The scouting party reports the new public opinion of the Kitchen to be of healthy but alien growth, as yet without roots in the soil strong enough to stand the shock of a general raid on the goats. They recommend as a present concession the seizure of the one-horned Billy that seems to have no friends on the block, if indeed he belongs there, and an ambush is being laid accordingly.
=] HE KEPT HIS TRYST“
Policeman Schultz was stamping up and down his beat in Hester Street, trying to keep warm, on the night before Christmas, when a human wreck, in rum and rags, shuffled across his path and hailed him:–
“You allus treated me fair, Schultz,” it said; “say, will you do a thing for me?”

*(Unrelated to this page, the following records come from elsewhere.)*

PR #11281, opened 2026-07-09
go: sqle: Fix concurrent-clone deadlock between two remotesapi sql-servers

### LINKED ISSUE #11280: Deadlock when two sql-servers `CALL DOLT_CLONE` from each other's `--remotesapi-port` concurrently
## What happened

Two `dolt sql-server` instances, each serving a `--remotesapi-port`, deadlock permanently when they each `CALL DOLT_CLONE` from the other's remotesapi at the same time. The databases are trivial (a single row), so a clone should take milliseconds. Instead both `CALL DOLT_CLONE` statements hang forever.

The hang is server-side and not client-recoverable: killing a clone's MySQL client does not cancel the server-side clone or free the other server. Only restarting a server recovers it.

Notes:
- Concurrent `DOLT_PULL` does **not** deadlock — only the initial `DOLT_CLONE`.
- Sequential clones (A clones from B, completes, then B clones from A) are fine.

## Version

Reproduced on `dolt v2.1.10` and on current `main` (`d1da417d27`, 2026-07-08).

## Minimal reproduction

```bash
#!/usr/bin/env bash
set -uo pipefail
DOLT="${DOLT:-dolt}"
W="$(mktemp -d)"; cd "$W"; mkdir a b
"$DOLT" sql-server --data-dir a -H 127.0.0.1 -P 3401 --remotesapi-port 3501 --loglevel=warning >a.log 2>&1 </dev/null & APID=$!
"$DOLT" sql-server --data-dir b -H 127.0.0.1 -P 3402 --remotesapi-port 3502 --loglevel=warning >b.log 2>&1 </dev/null & BPID=$!
sql(){ "$DOLT" --host 127.0.0.1 --port "$1" --user root --password '' --no-tls sql -q "$2"; }
for i in $(seq 1 40); do (: </dev/tcp/127.0.0.1/3401) 2>/dev/null && (: </dev/tcp/127.0.0.1/3402) 2>/dev/null && break; sleep 0.5; done; sleep 1
sql 3401 "CREATE DATABASE da; USE da; CREATE TABLE t(i int primary key); INSERT INTO t VALUES(1); CALL DOLT_COMMIT('-Am','seed');" >/dev/null 2>&1
sql 3402 "CREATE DATABASE db; USE db; CREATE TABLE t(i int primary key); INSERT INTO t VALUES(2); CALL DOLT_COMMIT('-Am','seed');" >/dev/null 2>&1
sql 3401 "CALL DOLT_CLONE('http://127.0.0.1:3502/db','db')" & C1=$!
sql 3402 "CALL DOLT_CLONE('http://127.0.0.1:3501/da','da')" & C2=$!
sleep 8
if kill -0 $C1 2>/dev/null && kill -0 $C2 2>/dev/null; then echo "DEADLOCK: both clones still running after 8s"; else echo "no deadlock this run (retry; timing-dependent)"; fi
kill -9 $C1 $C2 $APID $BPID 2>/dev/null; cd /; rm -rf "$W"
```

It is timing-dependent (both clones must be fetching at once); run it a few times if a given run prints "no deadlock".

## Root cause

`DoltDatabaseProvider.CloneDatabaseFromRemote` (`go/libraries/doltcore/sqle/database_provider.go`) takes the provider's `RWMutex` **write lock** and holds it (`defer p.mu.Unlock()`) across the entire clone, including the network fetch of all chunks from the remote. The code already carries a TODO noting this:

```go
// TODO: This holds the database provider lock across the entire duration of
// the clone, which is much too long to hold this lock.
```

Meanwhile, when the server serves a `--remotesapi-port`, its gRPC `ChunkStoreService` handlers resolve the requested database through `remotesrvStore.Get` → `DoltDatabaseProvider.Database` → `SessionDatabase`, which needs a **read lock** on the same provider mutex.

So when A and B clone from each other simultaneously:

- A's clone holds A's write lock and blocks fetching from B's remotesapi.
- B's remotesapi handler (answering A) blocks trying to take B's read lock, because B's clone holds B's write lock.
- B's clone holds B's write lock and blocks fetching from A's remotesapi.
- A's remotesapi handler (answering B) blocks trying to take A's read lock, because A's clone holds A's write lock.

A dependency cycle → permanent deadlock. `DOLT_PULL` is immune because it acts on an already-registered database and does not hold the provider write lock across its fetch. Because Go's `sync.RWMutex` is write-preferring, the waiting `RLock` can never proceed while the writer holds the lock.

### Goroutine evidence (`kill -QUIT` on both wedged servers)

Server A — the clone holding the write lock, parked in the fetch:

```
goroutine [sync.WaitGroup.Wait]:
  store/datas/pull.WithDiscardingStatsCh(...)
  sqle.(*DoltDatabaseProvider).cloneDatabaseFromRemote(...)
  sqle.(*DoltDatabaseProvider).CloneDatabaseFromRemote(...)   // holds p.mu.Lock()
  sqle/dprocedures.doltClone(...)
```

Server A — its own remotesapi handler starved on the read lock:

```
goroutine [sync.RWMutex.RLock]:
  sqle.(*DoltDatabaseProvider).SessionDatabase(...)           // wants p.mu.RLock()
  sqle.(*DoltDatabaseProvider).Database(...)
  sqle.remotesrvStore.Get(...)
  remotesrv.(*RemoteChunkStore).getOrCreateStore(...)
  remotesrv.(*RemoteChunkStore).GetRepoMetadata(...)
```

Server B shows the mirror image (its clone blocked in the client-side `GetRepoMetadata`, its own remotesapi handler parked on `SessionDatabase`'s `RLock`). A third victim on server A — the stats worker (`AllDatabases` → `rlockAwaitingEmptyDeletingDatabases`) — is also parked on `RLock`, starved by the same held write lock.

### The cycle

```
A.clone (holds A.mu write) ── waits on ──▶ B.remotesapi.GetRepoMetadata
                                                   │ needs B.mu read
                                                   ▼
                                          B.clone (holds B.mu write)
                                                   │ waits on
                                                   ▼
                                          A.remotesapi.GetRepoMetadata
                                                   │ needs A.mu read
                                                   ▼
                                          blocked on A.mu write (held by A.clone)  ── cycle closed
```

## Suggested fix

Do not hold the provider write lock during the clone's network fetch. Take the lock only briefly to reserve the new database name (with the existing existence checks), release it for the fetch, then re-acquire it only to register the finished database. A small "reserved names" set keeps concurrent create/clone/undrop of the same name mutually exclusive without blocking unrelated readers (including the server's own remotesapi handler).

I have a fix implementing this and will open a PR referencing this issue. It includes a bats regression test that starts two remotesapi servers cloning from each other concurrently and asserts no deadlock.

mccraigmccraig:
`DoltDatabaseProvider.CloneDatabaseFromRemote` held the provider `RWMutex` write lock across the entire clone, including the network fetch of all chunks from the remote. When a server serves a `--remotesapi-port`, that fetch hits a peer's remotesapi whose handler needs a **read** lock on this same provider (via `SessionDatabase`). Two sql-servers that `CALL DOLT_CLONE` from each other's remotesapi at the same time therefore deadlock: each holds its own provider write lock while blocked on the peer, and neither peer can take the read lock needed to answer. `DOLT_PULL` is immune because it operates on an already-registered database and does not hold the write lock across its fetch. This is the lock the existing `// TODO: This holds the database provider lock across the entire duration of the clone ...` was warning about.

The fix narrows the lock scope so the network fetch does not run under the provider write lock:

- Reserve the database name under a brief lock acquisition (a new `creatingDatabases` set), release the lock for the fetch, then re-acquire it only to register the finished database (`registerNewDatabase` still requires the lock).
- The reservation keeps concurrent `CREATE DATABASE` / `dolt_clone` / `undrop` of the same name mutually exclusive, so those races behave as before even though the lock is dropped for the fetch.
- A shared `databaseNameUnavailableLocked` helper performs the availability checks for all creation paths and preserves the interrupted-create in-progress marker behaviour (`ErrIncompleteDatabaseDir` / `dbfactory.MarkDatabaseInProgress`). The in-memory reservation and the on-disk marker are complementary: the marker guards crash recovery across processes, while `creatingDatabases` serialises concurrent in-process operations while the lock is dropped.
- Names in `creatingDatabases` and `deletingDatabases` are normalised with `formatDbMapKeyName` (Dolt database names are case-insensitive), matching how `p.databases` is keyed. Unlike `deletingDatabases`, `creatingDatabases` deliberately does **not** gate database enumeration: an in-progress clone is simply invisible until it registers, so enumeration / remotesapi reads never block on it.

Tests:

- `integration-tests/bats/sql-server-remotesrv.bats`: a regression test that starts two `--remotesapi-port` servers cloning from each other concurrently. It hangs (clones time out) on the buggy build and passes on the fixed build; it also fails if a clone errors for any non-deadlock reason.
- `go/libraries/doltcore/sqle/database_provider_test.go`: `TestCreatingDatabaseReservation` covering the reservation semantics — conflict, case-insensitivity across create/clone/undrop, release, and that a reservation does not block `AllDatabases`.

Verified with `go test -race ./libraries/doltcore/sqle/` and the new bats test; `gofmt` / `goimports` clean.

Fixes #11280

### DIFF
--- a/go/libraries/doltcore/sqle/database_provider.go
+++ b/go/libraries/doltcore/sqle/database_provider.go
@@ -79,6 +79,29 @@ type DoltDatabaseProvider struct {
 	// when accessed.
 	deletingDatabases map[string]struct{}
 
+	// Databases named in creatingDatabases are currently being created by a
+	// clone that is fetching its data from a remote. The provider lock is
+	// deliberately NOT held for the duration of that network fetch (see
+	// CloneDatabaseFromRemote), so this set is used to reserve the name and
+	// prevent concurrent CREATE DATABASE / dolt_clone / undrop operations from
+	// racing on the same name while the clone is in progress.
+	//
+	// Names are stored normalized via formatDbMapKeyName, matching p.databases
+	// and deletingDatabases (Dolt database names are case-insensitive).
+	//
+	// Unlike deletingDatabases, this set deliberately does NOT gate database
+	// enumeration (see rlockAwaitingEmptyDeletingDatabases). A clone builds its
+	// database directory in place and non-atomically, so a partially-populated
+	// directory exists on disk for the duration of the fetch. That would be a
+	// hazard only if something enumerated databases by scanning the data
+	// directory at runtime, and nothing does: in a running server all
+	// enumeration goes through the in-memory p.databases map (AllDatabases /
+	// DoltDatabases), the remotesapi resolves databases by exact name, and the
+	// only data-directory scan (MultiEnvForDirectory) runs at startup, before
+	// any clone can be in flight. An in-progress clone is therefore simply
+	// invisible until it finishes and registers under the write lock.
+	creatingDatabases map[string]struct{}
+
 	txLocks keymutex.Keymutex
 
 	defaultBranch     string
@@ -208,6 +231,7 @@ func NewDoltDatabaseProviderWithDatabases(defaultBranch string, fs filesys.Files
 		dbLocations:            dbLocations,
 		databases:              dbs,
 		deletingDatabases:      make(map[string]struct{}),
+		creatingDatabases:      make(map[string]struct{}),
 		functions:              funcs,
 		tableFunctions:         tableFuncs,
 		externalProcedures:     externalProcedures,
@@ -697,17 +721,8 @@ func (p *DoltDatabaseProvider) CreateCollatedDatabase(ctx *sql.Context, name str
 		}
 	}()
 
-	if _, ok := p.deletingDatabases[name]; ok {
-		return sql.ErrDatabaseExists.New(name)
-	}
-	exists, isDir := p.fs.Exists(name)
-	if exists && isDir {
-		if subFs, ferr := p.fs.WithWorkingDir(name); ferr == nil && env.IsIncompleteDatabaseDir(subFs) {
-			return NewErrIncompleteDatabaseDir(name)
-		}
-		return sql.ErrDatabaseExists.New(name)
-	} else if exists {
-		return fmt.Errorf("Cannot create DB, file exists at %s", name)
+	if err = p.databaseNameUnavailableLocked(name, true /* checkDisk */); err != nil {
+		return err
 	}
 
 	err = p.fs.MkDirs(name)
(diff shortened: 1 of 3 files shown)


reltuk:
This is awesome. Thank you for the bug report and thank you for the contribution. I will make a secondary pass on comments and maybe where the testing lands, but in general this approach seems totally reasonable and I had no blocking feedback about the implementation itself.

reltuk:
If you're curious, follow up PR is here: #11281. It just slightly reworks some comments and function names and moves the test around.

mccraigmccraig:
excellent news! I'm using dolt in a local first single master, many follows mesh pattern, and this was quite an issue... now I can get back on official releases 😁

“What is it, Denny?” said the officer. He had recognized the wreck as Denny the Robber, a tramp who had haunted his beat ever since he had been on it, and for years before, he had heard, further back than any one knew.
“Will you,” said the wreck, wistfully–“will you run me in and give me about three months to-morrow? Will you do it?”
“That I will,” said Schultz. He had often done it before, sometimes for three, sometimes for six months, and sometimes for ten days, according to how he and Denny and the justice felt about it. In the spell between trips to the island, Denny was a regular pensioner of the policeman, who let him have a quarter or so when he had so little money as to be next to desperate. He never did get quite to that point. Perhaps the policeman’s quarters saved him. His nickname of “the Robber” was given to him on the same principle that dubbed the neighborhood he haunted the Pig Market–because pigs are the only ware not for sale there. Denny never robbed anybody. The only thing he ever stole was the time he should have spent in working. There was no denying it, Denny was a loafer. He himself had told Schultz that it was because his wife and children put him out of their house in Madison Street five years before. Perhaps if his wife’s story had been heard it would have reversed that statement of facts. But nobody ever heard it. Nobody took the trouble to inquire. The O’Neil family–that was understood to be the name–interested no one in Jewtown. One of its members was enough. Except that Mrs. O’Neil lived in Madison Street, somewhere “near Lundy’s store,” nothing was known of her.